2 LIVE CREW - As Nasty As They Wanna Be

Luke Records :: 1989 :: acheter cet album

D'autres, au début du hip-hop, ont critiqué ce pillage que le sampling représente, à leurs yeux ? En la matière, le 2 Live Crew n'y allait pas avec le dos de la cuillère, reprenant presque tels quels des extraits de Kraftwerk, de Van Halen, de Jimi Hendrix et des Beatles, poussant l'outrage jusqu'à déclamer ses raps grivois par dessus. Luther "Luke Skyywalker" Campbell et les siens ne s'interdisaient absolument rien, et si les paroles n'allaient que dans une direction, vers quelque chose de chaud et humide, la musique, à l'inverse, s'aventurait partout, du funk et du rock à l'electro, à la house, au ragga et au blues, ou à n'importe quoi d'autre.

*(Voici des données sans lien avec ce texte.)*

PR #1776, opened 2019-12-03
Fix merging of differently-timestamped streams

viliam-durina:
We only improve the reported error, it failed before too, but depending on the order it failed either at runtime with a ClassCastException or when adding a window it complained that the pipeline doesn't have timestamps.

### DIFF
--- a/hazelcast-jet-core/src/test/java/com/hazelcast/jet/pipeline/StreamStageTest.java
+++ b/hazelcast-jet-core/src/test/java/com/hazelcast/jet/pipeline/StreamStageTest.java
@@ -926,7 +926,24 @@ public class StreamStageTest extends PipelineStreamTestSupport {
         exception.expectMessage("both have or both not have timestamp definitions");
 
         // When
-        nonTimestamped.merge(timestamped);
+        timestamped.merge(nonTimestamped);
+    }
+
+    @Test
+    public void when_mergeToItself_then_doubleOutput() {
+        List<Integer> input = sequence(itemCount);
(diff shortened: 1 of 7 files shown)


hazelcast-jet-core/src/test/java/com/hazelcast/jet/pipeline/StreamStageTest.java
```diff
@@ -898,6 +905,30 @@ public void merge() {
...
+    @Test
+    public void when_mergeTimestampedToNonTimestamped_then_error() {
+        StreamStage<SimpleEvent> timestamped = p.readFrom(TestSources.itemStream(1)).withIngestionTimestamps();
+        StreamStage<SimpleEvent> nonTimestamped = p.readFrom(TestSources.itemStream(1)).withoutTimestamps();
+
+        // Then
+        exception.expectMessage("both have or both not have timestamp definitions");
+
+        // When
+        nonTimestamped.merge(timestamped);
```
cangencer: I think this is meant to be `timestamped.merge(nonTimestamped)`

viliam-durina: It's disputable, test name is `mergeTimestampedToNonTimestamped`, in `A.merge(B)` I consider that I'm merging `B` into `A`. Most importantly, there are two methods and they merge both ways.

viliam-durina: ah, no, the other method is same 😒

PR #1778, opened 2019-12-04
Improve the default config to add additional discovery options

cangencer:


hazelcast-jet-distribution/src/root/config/hazelcast.yaml
```diff
@@ -1,30 +1,78 @@
...
+        label: application=hazelcast-jet
+        zones: us-east1-b,us-east1-c
+    # Allows access to cluster via the REST API
+    rest-api:
+      enabled: true
+      endpoint-groups:
+        CLUSTER_READ:
+          enabled: true
+        CLUSTER_WRITE:
+          enabled: true
```
gurbuzali: this enables cluster shutdown and it is `disabled` by default for IMDG, is it a good idea to enable it by default ?

cangencer: It is useful for doing shutdown from MC and using the cluster.sh scripts. I thought we enable it by default so those scripts work.

cangencer:
verify

cangencer:
verify

PR #1783, opened 2019-12-05
Add daemon mode and rolling file logger

cangencer:


hazelcast-jet-distribution/src/bin-filemode-755/jet-start
```diff
@@ -2,14 +2,30 @@
...
 echo "# JAVA_OPTS=${JAVA_OPTS_ARRAY[*]}"
 echo "# CLASSPATH=$CLASSPATH"
 echo "########################################"
-echo "Starting Hazelcast Jet"
 
-set -x
-$JAVA "${JAVA_OPTS_ARRAY[@]}" -cp "$CLASSPATH" com.hazelcast.jet.server.JetMemberStarter
+if [[ "$DAEMON" = "true" ]]; then
+    mkdir -p $JET_HOME/logs
+    JET_LOG="$JET_HOME/logs/hazelcast-jet.out"
```
gurbuzali: we create `hazelcast-jet.out` if daemon true and `hazelcast-jet.log` otherwise

hazelcast-jet-distribution/src/bin-filemode-755/jet-start
```diff
@@ -2,14 +2,30 @@
...
+    echo "Starting Hazelcast Jet in daemon mode. Standard out and error will be written to $JET_LOG"
+    nohup $JAVA "${JAVA_OPTS_ARRAY[@]}" -cp "$CLASSPATH" com.hazelcast.jet.server.JetMemberStarter > "$JET_LOG" 2>&1 &
```
gurbuzali: we can get rid off specific log forwarding
`nohup $JAVA "${JAVA_OPTS_ARRAY[@]}" -cp "$CLASSPATH" com.hazelcast.jet.server.JetMemberStarter &`
should be enough thanks to log4j configuration. This eliminates above naming issue too

hazelcast-jet-distribution/src/bin-filemode-755/jet-cluster-admin
```diff
@@ -20,14 +21,14 @@ if [ "$1" = "--help" ] || [ "$1" = "-h" ]; then
     exit 0
 fi
 
-command -v curl >/dev/null 2>&1 || { \
```
gurbuzali: this change makes each call to print `/usr/bin/curl` to output

cangencer: do we need `-v` there? I think that's the part that prints the text?

hazelcast-jet-distribution/src/bin-filemode-755/jet-start
cangencer: hazelcast-jet.log is always created (by log4j logger) and it's appended. the .out file the sysout, and deleted when you restart the node.

hazelcast-jet-distribution/src/bin-filemode-755/jet-start
cangencer: I think if you turn this off and there's some error on startup i.e. node fails to start, then it won't be logged. I didn't find a good solution to this though, Kafka does something similar.

hazelcast-jet-distribution/src/bin-filemode-755/jet-start
gurbuzali: ah so it was intentional

hazelcast-jet-distribution/src/bin-filemode-755/jet-cluster-admin
gurbuzali: yes without `-v` it does not work at all. `command -v` outputs where the binary for that command is

cangencer: I reverted the change, I got confused that this call was actually invoking curl

hazelcast-jet-distribution/src/root/config/log4j.properties
```diff
@@ -13,14 +13,21 @@
 # See the License for the specific language governing permissions and
 # limitations under the License.
 #
+log4j.rootLogger=INFO, stdout, rollingFile
```
mtopolnik: Logging to `stdout` in daemon mode is bad. We should address this in future work.

Issue #1731, opened 2019-11-09
Unify Source Context and Sink Writer


jerrinot:
`SourceBuilder` works with user [`Context`](https://github.com/hazelcast/hazelcast-jet/blob/3721541fb419792b2d5b00dc39468b8803c047d5/hazelcast-jet-core/src/main/java/com/hazelcast/jet/pipeline/SourceBuilder.java#L180) while the `SinkBuilder` works with a ["Writer"](https://github.com/hazelcast/hazelcast-jet/blob/3721541fb419792b2d5b00dc39468b8803c047d5/hazelcast-jet-core/src/main/java/com/hazelcast/jet/pipeline/SinkBuilder.java#L92). 

These objects are essentially the same: Both represent a state of a Source/Source. The terminology should be unified.

PR #1785, opened 2019-12-06
Use context object instead of writer for sink-builder

gurbuzali:
fixes https://github.com/hazelcast/hazelcast-jet/issues/1731


hazelcast-jet-core/src/main/java/com/hazelcast/jet/pipeline/SinkBuilder.java
```diff
@@ -34,23 +34,23 @@
 /**
  * See {@link SinkBuilder#sinkBuilder(String, FunctionEx)}.
  *
- * @param <W> type of the writer object
+ * @param <C> type of the writer object
```
mtopolnik: writer -> context

PR #1787, opened 2019-12-06
ServiceFactory provides a custom ServiceContext to createFn

cangencer:
We use `Context` in `SourceBuilder` and `SinkBuilder` but not in `ServiceFactory`. It should follow the same pattern. Since the service can be both owned by a processor and shared among all local processors, neither of `Processor.Context` and `ProcessorSupplier.Context` is a fit for all cases.


mtopolnik:
I'm making the same changes in my Python branch, but my realization was that `ProcessorSupplier.Context` isn't enough when you instantiate a service. You still don't know the index of the service instance. In my branch I introduced a dedicated `ServiceContext` instead, which also makes sense because it doesn't mix in Core API.

cangencer:
> I'm making the same changes in my Python branch, but my realization was that `ProcessorSupplier.Context` isn't enough when you instantiate a service. You still don't know the index of the service instance. In my branch I introduced a dedicated `ServiceContext` instead, which also makes sense because it doesn't mix in Core API.

Do you mind porting it to this PR? So we decouple that from the python work?

viliam-durina:
We could use `ProcessorSupplier.Context`, but we can document that if local sharing is off, you can safely downcast to `Processor.Context`, wdyt?

hazelcast-jet-core/src/main/java/com/hazelcast/jet/pipeline/ServiceFactory.java
```diff
@@ -107,7 +107,7 @@ private ServiceFactory(
      */
     @Nonnull
     public static <S> ServiceFactory<S> withCreateFn(
-            @Nonnull FunctionEx<JetInstance, ? extends S> createServiceFn
+            @Nonnull FunctionEx<Context, ? extends S> createServiceFn
```
viliam-durina: We should use `? super Context` here. `? super ProcessorSupplier.Contex` would be even better. Same in `SinkBuilder.sinkBuilder()`

hazelcast-jet-core/src/main/java/com/hazelcast/jet/pipeline/ServiceFactory.java
```diff
@@ -279,4 +282,21 @@ public int maxPendingCallsPerProcessor() {
     public boolean hasOrderedAsyncResponses() {
         return orderedAsyncResponses;
     }
+
+    public interface ServiceContext<S> {
+        int localIndex();
```
cangencer: we're also missing vertexName perhaps?

hazelcast-jet-core/src/main/java/com/hazelcast/jet/pipeline/ServiceFactory.java
```diff
@@ -279,4 +282,21 @@ public int maxPendingCallsPerProcessor() {
...
+
+        int globalIndex();
+
+        int jetMemberIndex();
```
cangencer: we use memberIndex in PS.Context

mtopolnik: In this higher-level API I thought this would be clearer.

hazelcast-jet-core/src/main/java/com/hazelcast/jet/impl/processor/ServiceContextImpl.java
```diff
@@ -0,0 +1,101 @@
...
+    private final ILogger logger;
+    private final JetInstance jetInstance;
+
+    public ServiceContextImpl(
+            @Nonnull ServiceFactory<?> serviceFactory,
+            @Nonnull ProcessorSupplier.Context context
+    ) {
+        this.memberCount = context.memberCount();
+        this.memberIndex = context.memberIndex();
+        this.localIndex = context instanceof Processor.Context
```
mtopolnik: It's a bit awkward that we use two styles of checking the same thing (that the service is shared). I'd prefer to first establish `hasLocalSharing` and then assert the type of the context, which must be `Processor.Context` if there is no local sharing and vice versa.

Tout cela était gratuit, facile, régressif, crétin, puéril et immature. Et pourtant, c'était jouissif. Et naturellement, cela a enthousiasmé des milliers de jeunes garçons en rut, d'autant plus motivés que le disque était censuré et qu'il avait le goût délicieux de l'interdit. Et aujourd'hui encore, quand on écoute l'extatique "Me So Horny" et ces près de 80 minutes qui n'en sont que la déclinaison, on continue à éprouver un plaisir coupable. On pouvait ne pas aimer 2 Live Crew, ou plus sûrement, refuser de les aimer. On pouvait se la jouer Tartuffe et rejeter tout cela sur des prétextes moraux ou esthétiques. Reste que dix ou vingt ans après, c'est ce rap là qui a gagné. Ce qui à l'époque, n'était que la principale émanation de la Miami bass, un sous-genre rap provincial et mineur, a finalement triomphé quand s'est imposé le hip-hop du Sud américain, ce Dirty South exubérant, dansant, festif, drôle, métissé, libidineux, et nettement plus réceptif aux impératifs d'efficacité qu'à une orthodoxie encombrante et à une respectabilité inutile.